Neagoe Basarab et la fondation du monastère (1517)
L’ancienne capitale valaque de Curtea de Argeș — la « cour d’Argeș » — fut le siège des premiers princes de Valachie dès le XIVe siècle. Le prince Neagoe Basarab (r. 1512-1521), l’un des plus grands mécènes de l’Orthodoxie balkanique, fit édifier entre 1515 et 1517 l’église épiscopale sur les fondations d’une église plus ancienne. L’édifice, consacré en 1517 en présence du patriarche de Constantinople Théolepte Ier, témoigne des ambitions culturelles de Neagoe, qui rédigea en grec et en slavon les Enseignements à son fils Théodose (Învățăturile lui Neagoe Basarab), considérés comme le premier texte philosophique et moral de la littérature roumaine.
L’architecture : un style byzantin-valaque unique
L’église épiscopale de Curtea de Argeș est un chef-d’œuvre de l’architecture byzantine-valaque : plan tréflé à nef unique, deux tours-clochers latérales torsadées, coupole centrale à tambour élevé, portail sculpté en calcaire avec entrelacs de type arménien. Les décors extérieurs — rosaces, tresses, inscriptions en vieux slavon et en grec — témoignent d’un syncrétisme artistique propre aux Balkans ottomans du début du XVIe siècle. L’intérieur conserve des fragments de fresques originales et des icônes sur bois du XVIe siècle. Une restauration majeure supervisée par l’architecte français André Lecomte du Noüy entre 1875 et 1886 a sauvé la structure de la ruine.
La légende de Maître Manole et la nécropole royale
Le monastère est indissociable de la ballade populaire roumaine de Maître Manole (Meșterul Manole) : le maître bâtisseur, pour stabiliser les murs qui s’effondraient chaque nuit, dut emmurer dans les fondations sa propre épouse.
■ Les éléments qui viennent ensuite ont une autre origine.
PR #1602, opened 2021-08-31
Fix malformed YAML in the manifest

michaelmcmillan:
The ports section should be a list. Without this fix  you'll trigger the following error:

```
Warning  Create  2m38s  postgres-operator  json: cannot unmarshal object into Go struct field Sidecar.spec.sidecars.ports of type []v1.ContainerPort
```


FxKu:
:+1:

Jan-M:
:+1:

PR #1616, opened 2021-09-14
fix operator 1.7.0 helm package

FxKu:
updating the 1.7.0 helm chart with the latest fix from #1603


FxKu:
:+1:

RafiaSabih:
:+1:

stanislav-zaprudskiy:
Thank you for the update! This would also be super-useful if you just increased the patch version instead of overwriting the existing version.

david-l-riley:
^ this; not updating the patch version can cause a lot of caching problems with Helm. Once a version gets released, it shouldn't change.

PR #1623, opened 2021-09-20
Fix logical backup script sigpipe problem

amirmd76:
Sometimes the `head -n` pipe in the logical backup script (when getting the cluster host ip), causes SIGPIPE which will cause the script to exit with code 141, since `head` will only read the first line and cause a SIGPIPE signal to `jq`. I added an extra pipe to `tee` to resolve this issue.


sdudoladov:
:+1:

FxKu:
:+1:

Cette légende du sacrifice fondateur, l’une des plus belles de la tradition orale roumaine, est commune à toute la zone balkanique. Une fontaine dans la cour du monastère marque l’emplacement symbolique où Manole aurait trouvé la mort après avoir été abandonné sur le toit achevé. Depuis le XIXe siècle, le monastère est la nécropole officielle de la famille royale de Roumanie : Carol Ier, Élisabeth de Wied, Ferdinand Ier, Marie de Roumanie et plusieurs membres des Hohenzollern-Sigmaringen y reposent dans des sarcophages de marbre blanc.